You follow your own moral compass. My feelings are, if I was short on money, I’ve got a backlog and a stream of games being thrown at me for free (legally) such that I’d never have to pirate and never be bored. I’m willing to pay more for a good product, and I so thoroughly enjoyed Borderlands 1-3 that I bought the deluxe edition of 4 that was a no-go for you; they’re one of the few AAA devs keeping LAN alive, and that is worth me throwing me money at them to tell them they’re doing it right, on top of just making a very fun game. The companies whose games you’re pirating are the ones that need the attention the least, but every game you could be instead funneling time and money into benefits so much more from each individual sale. Plus, the reason we’ve got so much anti-consumer bullshit in games now is because piracy was a boogeyman for the industry for a long time, so I’d rather not give them any additional data points to make things even worse when we’ve already got an entire era of video game history that disappears when their servers go offline. That’s how I see it anyway.
The times I don’t feel gross about pirating, personally, are when the pirated version is supposedly the better version of the game (like emulating an old console game instead of playing a compromised PC port) or when the game is delisted and no longer available through ordinary channels, like Battlefield 2. You do what feels right to you. Pirating Nintendo games is an option to me, but they bother me as a consumer in all sorts of ways, and I instead spend that time and money on games like The Thaumaturge rather than playing through Tears of the Kingdom. Nintendo will be just fine without my sale. The team behind The Thaumaturge may or may not have made enough money to make a second game. If Nintendo was a less shitty company, I’d be buying and playing Metroid Prime 4. Maybe I’ll end up discovering and enjoying something else during that time that needs my dollar more instead.

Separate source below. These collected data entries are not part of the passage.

PR #2459, opened 2021-07-02
Properly assign label prop for MultiSelect ArrayField

### LINKED ISSUE #2378: Label undefined for Multiselect ArrayField
### Prerequisites

- [X] I have read the [documentation](https://react-jsonschema-form.readthedocs.io/);
- [X] Ideally, I'm providing a [sample JSFiddle](https://jsfiddle.net/n1k0/f2y3fq7L/6/) or a [shared playground link](https://rjsf-team.github.io/react-jsonschema-form/) demonstrating the issue.

JSFiddle: https://jsfiddle.net/f7xjq935/

### Description

While implementing a highly customized rjsf in my current project, I use the `label` prop within the custom widgets to do some i18n / metadata lookup to render the widgets correctly (In essence, all forms are user-generated and the translated labels are provided by a third party). This works surprisingly fine.

However, with an array field with unique items (aka Multiselect), the `label` prop of the custom widget is `undefined` and no other prop can be used as a fallback (as far as I can see) to determine the name of the property in the schema.

I have looked into the code and noticed, that in https://github.com/rjsf-team/react-jsonschema-form/blob/master/packages/core/src/components/fields/ArrayField.js#L542, `label` is in fact undefined (it's not part of the ArrayField props). However, there's the `name` prop, which is not being used (and contains exactly what I need).

Is this a bug or expected behavior? Would it be appropriate to set `label = this.props.name`?

JSFiddle: https://jsfiddle.net/f7xjq935/

### Steps to Reproduce

1. Override `SelectWidget` with a custom component that renders the `label` prop
2. Render a form with an enum field (successfully renders the label) and an array field (label = undefined)
3. Be confused

### Version

2.5.1

Parnswir:

Fixes #2378

@epicfaace @fsteger do you think this would be an appropriate solution?

### Checklist


epicfaace:
Why set it to "name" but not "title"?

AdelRashed97 (approved):

Parnswir:
@epicfaace `title` is not yet defined here. In other places, it is set to `const title = schema.title || name;`, so if you think that would be the better solution here, I would add this line as well.

packages/core/src/components/fields/ArrayField.js
```diff
@@ -570,7 +571,7 @@ class ArrayField extends Component {
         disabled={disabled}
         readonly={readonly}
         required={required}
-        label={label}
+        label={title}
```
epicfaace, line 574: Will this give us the same value that `label` had earlier for non-multiselect ArrayFields?

Parnswir: For all other widgets in `ArrayField.js`, `label` is not set and thus undefined. Other fields set it similarly to title ([StringField](https://github.com/Parnswir/react-jsonschema-form/blob/fix/arrayfield_label/packages/core/src/components/fields/StringField.js#L47), [NumberField](https://github.com/Parnswir/react-jsonschema-form/blob/fix/arrayfield_label/packages/core/src/components/fields/BooleanField.js#L61)).

Again, I cannot tell if this is the way it should behave, but for use-cases like i18n (if done client-side), one will need the name or title of the schema property in custom widgets.

epicfaace: > Again, I cannot tell if this is the way it should behave, but for use-cases like i18n (if done client-side), one will need the name or title of the schema property in custom widgets.

Sorry, I don't think I understood what you meant here. Could you explain further?

Parnswir: I was just trying to motivate my use-case again 😄

epicfaace: I'm still a bit confused, do you mind explaining that comment again? "Again, I cannot tell if this is the way it should behave, but for use-cases like i18n (if done client-side), one will need the name or title of the schema property in custom widgets."

Parnswir: ok, sorry for the misunderstanding. All I mean is I don't know how exactly the `label` prop is defined in general.
For my use-case, basically a dynamic translation of select options in the frontend, all I need is the value of the property name (or title), so that I know which translation key to choose. Of course it's not that simple and I can't show code, but that's the point where the missing name/title/label value in custom multiselects is a problem, hence the issue/PR 😄

Parnswir: @epicfaace What can I do to get this merged?

Parnswir: Sorry for being pushy, but we're working around this problem for three months now and this PR would help a lot. Can I do anything to help get this merged?

epicfaace (approved):
Thanks! I took another look and it's helpful to know that other LOCs in the same ArrayField.js have similar logic as `const title = schema.title || name;` -- this makes it easier to understand how it works in context (and it's not adding anything new, rather just adding something that was missing earlier).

As long as it’s communicated amongst the participants. Yes! If anyone could just pause it because they wanna go see a movie now or make a baby? NO!
Solution: everyone in a sessions needs to enable this. So a friends-group can actually take a break for a tinkle. Or that everyone has to enter the menu or such and then the game pauses.
I’m hooked on Nightreign right now. It would be pretty nice if there was a special pause ping you could do that paused the game if the other two players agreed with reply pings.
Pausing in StarCraft allowed any player to pause, and any player to unpause. Additionally, each player could only pause a finite number of times (like 5 per game). I think this could work in nightreign.
The hard part is that there’s no chat in nightreign, so someone will pause and you have no idea if it’s legit or they’re just griefing.